RECORDS FOR THIS TASK:
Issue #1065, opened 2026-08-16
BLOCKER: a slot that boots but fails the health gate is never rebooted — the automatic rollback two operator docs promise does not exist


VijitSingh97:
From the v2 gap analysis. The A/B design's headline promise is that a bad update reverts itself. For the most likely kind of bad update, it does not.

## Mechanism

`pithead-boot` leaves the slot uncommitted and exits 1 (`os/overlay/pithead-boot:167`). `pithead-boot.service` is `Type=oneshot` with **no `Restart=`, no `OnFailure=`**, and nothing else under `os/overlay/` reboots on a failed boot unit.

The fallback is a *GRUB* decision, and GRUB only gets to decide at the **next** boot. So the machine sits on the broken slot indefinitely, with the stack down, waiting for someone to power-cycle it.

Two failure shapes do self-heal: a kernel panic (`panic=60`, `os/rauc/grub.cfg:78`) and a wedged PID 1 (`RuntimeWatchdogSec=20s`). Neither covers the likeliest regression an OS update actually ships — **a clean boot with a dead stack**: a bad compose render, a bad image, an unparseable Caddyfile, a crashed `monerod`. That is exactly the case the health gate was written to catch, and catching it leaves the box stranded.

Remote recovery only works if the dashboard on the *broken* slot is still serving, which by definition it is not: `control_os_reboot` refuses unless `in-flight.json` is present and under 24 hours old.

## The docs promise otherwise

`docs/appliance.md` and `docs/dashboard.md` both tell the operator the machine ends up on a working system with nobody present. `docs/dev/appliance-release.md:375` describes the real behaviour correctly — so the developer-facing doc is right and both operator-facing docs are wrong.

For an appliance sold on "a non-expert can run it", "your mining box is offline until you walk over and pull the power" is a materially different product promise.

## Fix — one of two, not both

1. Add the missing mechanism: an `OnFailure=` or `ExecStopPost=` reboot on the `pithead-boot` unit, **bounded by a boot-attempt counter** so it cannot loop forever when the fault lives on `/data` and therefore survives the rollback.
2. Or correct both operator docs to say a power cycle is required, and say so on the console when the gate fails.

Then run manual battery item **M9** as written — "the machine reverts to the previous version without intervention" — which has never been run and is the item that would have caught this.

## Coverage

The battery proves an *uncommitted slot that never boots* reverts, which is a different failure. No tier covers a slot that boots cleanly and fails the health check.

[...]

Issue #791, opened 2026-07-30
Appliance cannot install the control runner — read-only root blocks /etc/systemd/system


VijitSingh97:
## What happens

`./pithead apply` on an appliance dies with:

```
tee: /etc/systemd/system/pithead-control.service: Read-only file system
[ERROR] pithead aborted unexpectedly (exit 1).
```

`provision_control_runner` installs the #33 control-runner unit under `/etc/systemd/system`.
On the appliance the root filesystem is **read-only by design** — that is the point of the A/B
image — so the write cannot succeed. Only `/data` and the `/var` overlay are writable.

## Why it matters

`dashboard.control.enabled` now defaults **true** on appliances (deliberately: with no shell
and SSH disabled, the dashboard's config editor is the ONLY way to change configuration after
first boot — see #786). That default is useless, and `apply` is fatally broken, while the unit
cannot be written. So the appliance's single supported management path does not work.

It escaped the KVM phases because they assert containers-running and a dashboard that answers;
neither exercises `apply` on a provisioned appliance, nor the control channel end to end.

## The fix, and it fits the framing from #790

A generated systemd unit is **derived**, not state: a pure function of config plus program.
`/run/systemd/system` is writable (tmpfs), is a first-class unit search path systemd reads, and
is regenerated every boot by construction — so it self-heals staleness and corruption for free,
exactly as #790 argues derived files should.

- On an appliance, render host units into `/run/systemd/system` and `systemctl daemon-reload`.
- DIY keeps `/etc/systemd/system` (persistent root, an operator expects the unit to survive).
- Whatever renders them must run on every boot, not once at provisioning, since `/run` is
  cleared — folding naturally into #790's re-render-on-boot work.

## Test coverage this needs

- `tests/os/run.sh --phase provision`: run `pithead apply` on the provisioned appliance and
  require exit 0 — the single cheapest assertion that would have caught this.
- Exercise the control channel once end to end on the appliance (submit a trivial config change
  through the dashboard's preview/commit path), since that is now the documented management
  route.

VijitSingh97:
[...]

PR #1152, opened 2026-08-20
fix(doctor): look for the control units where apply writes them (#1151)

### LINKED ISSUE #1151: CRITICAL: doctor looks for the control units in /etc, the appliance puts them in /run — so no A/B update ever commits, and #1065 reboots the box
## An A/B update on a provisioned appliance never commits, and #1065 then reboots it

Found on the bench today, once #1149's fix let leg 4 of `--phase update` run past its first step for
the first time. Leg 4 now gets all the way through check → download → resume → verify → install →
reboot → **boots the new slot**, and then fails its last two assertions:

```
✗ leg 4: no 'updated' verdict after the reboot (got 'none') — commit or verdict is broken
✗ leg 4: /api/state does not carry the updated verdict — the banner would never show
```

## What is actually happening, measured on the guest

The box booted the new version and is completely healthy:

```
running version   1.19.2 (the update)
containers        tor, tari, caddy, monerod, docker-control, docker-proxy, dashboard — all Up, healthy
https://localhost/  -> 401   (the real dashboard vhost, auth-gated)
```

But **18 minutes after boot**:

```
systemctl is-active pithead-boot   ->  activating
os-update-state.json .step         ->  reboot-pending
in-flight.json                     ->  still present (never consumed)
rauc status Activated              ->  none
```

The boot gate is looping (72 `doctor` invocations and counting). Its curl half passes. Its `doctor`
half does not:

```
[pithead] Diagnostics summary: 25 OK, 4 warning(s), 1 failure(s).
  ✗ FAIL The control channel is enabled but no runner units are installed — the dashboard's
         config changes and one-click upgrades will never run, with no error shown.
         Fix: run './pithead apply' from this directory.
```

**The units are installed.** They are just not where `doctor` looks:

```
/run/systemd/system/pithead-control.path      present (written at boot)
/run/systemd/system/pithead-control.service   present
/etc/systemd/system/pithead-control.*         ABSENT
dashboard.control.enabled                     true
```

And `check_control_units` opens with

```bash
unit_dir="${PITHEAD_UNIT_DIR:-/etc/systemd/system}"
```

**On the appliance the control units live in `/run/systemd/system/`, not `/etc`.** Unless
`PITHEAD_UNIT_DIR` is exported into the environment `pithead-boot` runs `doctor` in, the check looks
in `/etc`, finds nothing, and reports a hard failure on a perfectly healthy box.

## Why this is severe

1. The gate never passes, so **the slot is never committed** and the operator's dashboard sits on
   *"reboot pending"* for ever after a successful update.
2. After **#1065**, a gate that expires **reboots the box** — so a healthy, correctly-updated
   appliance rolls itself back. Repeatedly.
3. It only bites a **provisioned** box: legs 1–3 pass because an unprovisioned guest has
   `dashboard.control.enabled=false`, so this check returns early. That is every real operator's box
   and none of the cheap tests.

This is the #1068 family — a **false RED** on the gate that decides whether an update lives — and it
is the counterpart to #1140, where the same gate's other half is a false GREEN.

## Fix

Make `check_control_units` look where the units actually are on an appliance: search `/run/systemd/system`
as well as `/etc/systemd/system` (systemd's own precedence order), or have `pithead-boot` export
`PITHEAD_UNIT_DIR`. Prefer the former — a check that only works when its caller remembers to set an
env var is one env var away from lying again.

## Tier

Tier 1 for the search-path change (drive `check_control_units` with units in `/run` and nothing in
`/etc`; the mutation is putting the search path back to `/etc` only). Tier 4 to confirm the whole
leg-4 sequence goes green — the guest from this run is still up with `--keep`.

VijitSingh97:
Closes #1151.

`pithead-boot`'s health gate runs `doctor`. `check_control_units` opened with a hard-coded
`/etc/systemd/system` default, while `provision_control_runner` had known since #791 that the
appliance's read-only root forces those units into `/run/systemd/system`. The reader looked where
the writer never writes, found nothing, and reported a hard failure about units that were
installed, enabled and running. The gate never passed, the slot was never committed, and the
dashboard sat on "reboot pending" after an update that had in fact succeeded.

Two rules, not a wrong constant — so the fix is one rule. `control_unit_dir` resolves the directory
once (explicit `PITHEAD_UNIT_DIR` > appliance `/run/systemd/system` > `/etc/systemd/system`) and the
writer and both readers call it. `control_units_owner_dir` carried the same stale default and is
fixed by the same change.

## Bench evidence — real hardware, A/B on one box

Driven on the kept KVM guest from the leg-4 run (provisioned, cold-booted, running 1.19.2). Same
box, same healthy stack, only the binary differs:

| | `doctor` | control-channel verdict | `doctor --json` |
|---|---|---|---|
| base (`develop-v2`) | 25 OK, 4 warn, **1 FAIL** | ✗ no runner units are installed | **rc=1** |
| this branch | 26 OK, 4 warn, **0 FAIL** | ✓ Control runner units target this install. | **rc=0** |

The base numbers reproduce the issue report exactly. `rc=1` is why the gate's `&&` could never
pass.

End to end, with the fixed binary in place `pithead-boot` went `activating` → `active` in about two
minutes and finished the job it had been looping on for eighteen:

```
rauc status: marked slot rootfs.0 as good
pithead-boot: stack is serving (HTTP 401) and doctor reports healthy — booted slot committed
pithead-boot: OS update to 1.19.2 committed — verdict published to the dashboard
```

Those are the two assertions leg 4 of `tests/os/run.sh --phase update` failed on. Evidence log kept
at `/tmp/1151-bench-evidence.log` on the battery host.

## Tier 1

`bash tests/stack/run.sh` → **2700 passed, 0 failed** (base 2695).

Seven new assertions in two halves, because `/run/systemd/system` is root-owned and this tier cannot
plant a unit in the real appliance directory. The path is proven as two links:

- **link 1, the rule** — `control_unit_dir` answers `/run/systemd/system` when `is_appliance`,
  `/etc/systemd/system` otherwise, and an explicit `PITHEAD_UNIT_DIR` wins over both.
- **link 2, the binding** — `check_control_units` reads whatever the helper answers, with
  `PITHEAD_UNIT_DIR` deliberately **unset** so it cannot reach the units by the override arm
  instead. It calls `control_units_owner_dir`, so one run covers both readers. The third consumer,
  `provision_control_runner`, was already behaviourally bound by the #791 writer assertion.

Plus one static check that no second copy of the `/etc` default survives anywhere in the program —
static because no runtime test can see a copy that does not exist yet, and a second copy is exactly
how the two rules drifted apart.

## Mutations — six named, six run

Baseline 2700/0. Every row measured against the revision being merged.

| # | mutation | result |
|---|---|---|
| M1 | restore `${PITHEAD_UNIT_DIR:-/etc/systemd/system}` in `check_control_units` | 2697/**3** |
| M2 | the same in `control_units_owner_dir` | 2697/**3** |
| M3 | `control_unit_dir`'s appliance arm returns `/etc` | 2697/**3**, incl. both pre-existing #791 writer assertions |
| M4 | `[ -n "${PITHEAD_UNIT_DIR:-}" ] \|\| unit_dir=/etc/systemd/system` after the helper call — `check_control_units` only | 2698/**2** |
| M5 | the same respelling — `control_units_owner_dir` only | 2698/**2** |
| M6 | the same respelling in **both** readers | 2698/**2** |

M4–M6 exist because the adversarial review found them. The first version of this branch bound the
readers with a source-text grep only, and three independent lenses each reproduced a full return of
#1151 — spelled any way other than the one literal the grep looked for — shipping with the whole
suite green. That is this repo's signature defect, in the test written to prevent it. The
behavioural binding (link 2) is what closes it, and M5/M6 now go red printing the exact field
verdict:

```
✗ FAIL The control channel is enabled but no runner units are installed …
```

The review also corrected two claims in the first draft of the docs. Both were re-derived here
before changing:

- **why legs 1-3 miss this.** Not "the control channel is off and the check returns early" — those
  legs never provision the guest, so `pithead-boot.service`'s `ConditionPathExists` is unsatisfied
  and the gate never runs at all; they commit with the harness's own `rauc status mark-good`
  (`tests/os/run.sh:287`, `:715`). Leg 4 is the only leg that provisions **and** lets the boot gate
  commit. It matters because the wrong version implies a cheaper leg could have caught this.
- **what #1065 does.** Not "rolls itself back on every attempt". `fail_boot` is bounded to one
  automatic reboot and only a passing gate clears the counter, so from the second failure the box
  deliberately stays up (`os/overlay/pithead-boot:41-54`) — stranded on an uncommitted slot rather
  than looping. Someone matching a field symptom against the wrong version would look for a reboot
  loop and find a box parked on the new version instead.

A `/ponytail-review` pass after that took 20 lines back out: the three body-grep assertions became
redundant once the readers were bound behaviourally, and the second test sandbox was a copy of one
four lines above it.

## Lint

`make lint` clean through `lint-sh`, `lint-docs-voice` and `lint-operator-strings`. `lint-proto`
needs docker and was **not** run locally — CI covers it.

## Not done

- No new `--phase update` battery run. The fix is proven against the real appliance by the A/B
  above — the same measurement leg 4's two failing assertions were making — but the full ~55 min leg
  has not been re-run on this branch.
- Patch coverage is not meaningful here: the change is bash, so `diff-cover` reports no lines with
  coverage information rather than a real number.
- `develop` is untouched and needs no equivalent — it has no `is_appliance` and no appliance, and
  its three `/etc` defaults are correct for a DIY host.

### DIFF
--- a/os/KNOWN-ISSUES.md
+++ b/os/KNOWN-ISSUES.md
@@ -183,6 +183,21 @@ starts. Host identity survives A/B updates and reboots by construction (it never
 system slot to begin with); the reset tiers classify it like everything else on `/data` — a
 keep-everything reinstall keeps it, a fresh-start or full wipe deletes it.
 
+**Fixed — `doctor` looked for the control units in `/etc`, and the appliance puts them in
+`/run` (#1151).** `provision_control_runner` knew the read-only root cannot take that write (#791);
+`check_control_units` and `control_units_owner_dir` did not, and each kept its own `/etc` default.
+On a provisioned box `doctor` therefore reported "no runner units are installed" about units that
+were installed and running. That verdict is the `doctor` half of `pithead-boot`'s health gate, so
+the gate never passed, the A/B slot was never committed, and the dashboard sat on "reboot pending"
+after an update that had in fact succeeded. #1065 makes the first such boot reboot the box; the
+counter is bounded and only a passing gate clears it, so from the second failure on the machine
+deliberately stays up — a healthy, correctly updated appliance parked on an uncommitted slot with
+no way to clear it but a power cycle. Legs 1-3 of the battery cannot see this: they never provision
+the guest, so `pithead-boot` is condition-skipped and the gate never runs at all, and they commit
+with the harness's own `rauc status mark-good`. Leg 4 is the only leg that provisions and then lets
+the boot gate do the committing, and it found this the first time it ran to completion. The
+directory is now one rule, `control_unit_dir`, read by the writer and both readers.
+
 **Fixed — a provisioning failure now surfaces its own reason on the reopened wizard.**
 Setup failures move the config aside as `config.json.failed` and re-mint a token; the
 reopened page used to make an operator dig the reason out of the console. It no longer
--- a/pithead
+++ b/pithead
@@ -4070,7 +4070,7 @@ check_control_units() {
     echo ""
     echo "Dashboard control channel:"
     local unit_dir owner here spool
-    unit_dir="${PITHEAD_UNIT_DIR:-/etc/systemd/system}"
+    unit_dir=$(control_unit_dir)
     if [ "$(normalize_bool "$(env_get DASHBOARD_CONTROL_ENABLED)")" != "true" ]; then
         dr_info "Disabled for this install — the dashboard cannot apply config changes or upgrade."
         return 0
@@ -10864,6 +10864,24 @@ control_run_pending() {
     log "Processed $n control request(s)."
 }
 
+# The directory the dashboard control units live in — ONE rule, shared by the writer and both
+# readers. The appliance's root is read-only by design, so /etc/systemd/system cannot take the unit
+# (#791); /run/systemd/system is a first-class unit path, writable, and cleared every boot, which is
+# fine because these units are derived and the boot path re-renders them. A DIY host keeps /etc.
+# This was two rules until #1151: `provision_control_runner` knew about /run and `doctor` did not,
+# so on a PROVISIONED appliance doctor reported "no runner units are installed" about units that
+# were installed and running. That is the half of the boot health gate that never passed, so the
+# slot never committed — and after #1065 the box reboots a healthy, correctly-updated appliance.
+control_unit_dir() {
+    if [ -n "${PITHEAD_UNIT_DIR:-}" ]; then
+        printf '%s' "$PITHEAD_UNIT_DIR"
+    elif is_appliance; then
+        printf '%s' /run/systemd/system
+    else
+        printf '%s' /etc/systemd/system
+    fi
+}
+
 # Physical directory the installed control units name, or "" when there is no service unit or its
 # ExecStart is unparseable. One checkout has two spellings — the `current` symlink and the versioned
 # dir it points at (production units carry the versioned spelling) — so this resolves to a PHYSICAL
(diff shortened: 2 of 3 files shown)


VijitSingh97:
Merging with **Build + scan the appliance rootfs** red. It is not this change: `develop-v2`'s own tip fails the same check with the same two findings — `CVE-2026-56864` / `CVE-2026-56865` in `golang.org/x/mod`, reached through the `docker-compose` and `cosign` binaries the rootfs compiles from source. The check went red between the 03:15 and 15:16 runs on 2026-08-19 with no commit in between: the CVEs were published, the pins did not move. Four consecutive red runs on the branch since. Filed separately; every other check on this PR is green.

TASK REQUIREMENTS: Give the lines again, exactly as they stand, from the beginning of the data through the line with "The fallback is".

REPLY TO THE EXERCISE:
Issue #1065, opened 2026-08-16
BLOCKER: a slot that boots but fails the health gate is never rebooted — the automatic rollback two operator docs promise does not exist


VijitSingh97:
From the v2 gap analysis. The A/B design's headline promise is that a bad update reverts itself. For the most likely kind of bad update, it does not.

## Mechanism

`pithead-boot` leaves the slot uncommitted and exits 1 (`os/overlay/pithead-boot:167`). `pithead-boot.service` is `Type=oneshot` with **no `Restart=`, no `OnFailure=`**, and nothing else under `os/overlay/` reboots on a failed boot unit.

The fallback is a *GRUB* decision, and GRUB only gets to decide at the **next** boot. So the machine sits on the broken slot indefinitely, with the stack down, waiting for someone to power-cycle it.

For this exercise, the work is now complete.